Mueller matrix polarimetry with invariant polarization pattern beams

Abstract

A wide class of nonuniformly totally polarized beams that preserve their transverse polarization pattern during paraxial propagation was studied. Beams of this type are of interest, in particular, in polarimetric techniques that use a single input beam for the determination of the Mueller matrix of a homogeneous sample. In these cases, in fact, it is possible to test the sample response to several polarization states at once. The propagation invariance of the transverse polarization pattern is an interesting feature for beams used in these techniques, because the polarization state of the output beam can be detected at any transverse plane after the sample, without the use of any imaging/magnifying optical system.

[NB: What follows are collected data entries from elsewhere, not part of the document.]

PR #591, opened 2023-06-24
Be quieter about remote hosts with invalid SSL certs

osmaa:
I was getting a lot of extremely verbose log messages and sentry errors about SSLErrors from remote hosts. Since I can't do anything about a bad certificate on someone else's server, and the SSLError anyway prevented any processing with those hosts, this patch replaces the error with a one-liner log message:

` 2023-06-24T19:32:44.009595000Z https://some.skrolli.fi/users/skrollilehti [SSL: CERTIFICATE_VERIFY_FAILED] certificate verify failed: certificate has expired (_ssl.c:1002)`

PR #595, opened 2023-07-03
Resubmit: Be quieter about remote hosts with invalid SSL certs

osmaa:
Resubmitting a somewhat cleaned up version #591 

I was getting a lot of extremely verbose log messages and sentry errors about SSLErrors from remote hosts. Since I can't do anything about a bad certificate on someone else's server, and the SSLError anyway prevented any processing with those hosts, this patch replaces the error with a one-liner log message:

 2023-06-24T19:32:44.009595000Z https://some.skrolli.fi/users/skrollilehti [SSL: CERTIFICATE_VERIFY_FAILED] certificate verify failed: certificate has expired (_ssl.c:1002)


osmaa:
well, I don't understand what the pre-commit checks are complaining about.

manfre:
This project uses pre-commit (`pip install  pre-commit`) to ensure certain code styling and validation rules are applied. `pre-commit install` will ensure the githooks are installed and run whenever you commit code. You can manually run them with`pre-commit run --all-files` and that should auto-fix the files.

andrewgodwin:
Yeah, there's an enforced code style, import sort and a few other things, but the right move is to have pre-commit run everything for you as it can fix _most_ of it automatically.

osmaa:
after being offline for a while, I figured out the pre-commit checks (thanks for the pointers!), should be good now.

andrewgodwin (approved):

Furthermore, exploiting the great variety of the beams of this class, the ones that better fit specific experimental constrains can be chosen. In particular, the class also includes beams that present all possible polarization states across their transverse section (the full Poincare beams (FPB)). The use of the latter has recently been proposed to increase the accuracy of the recovered Mueller matrix elements. Examples of FPBs with propagation-invariant polarization profiles and its use in polarimetry are discussed in detail. The requirement of invariance of the polarization pattern can be limited to the propagation in the far field. In such a case, less restrictive conditions are derived, and a wider class of beams is found.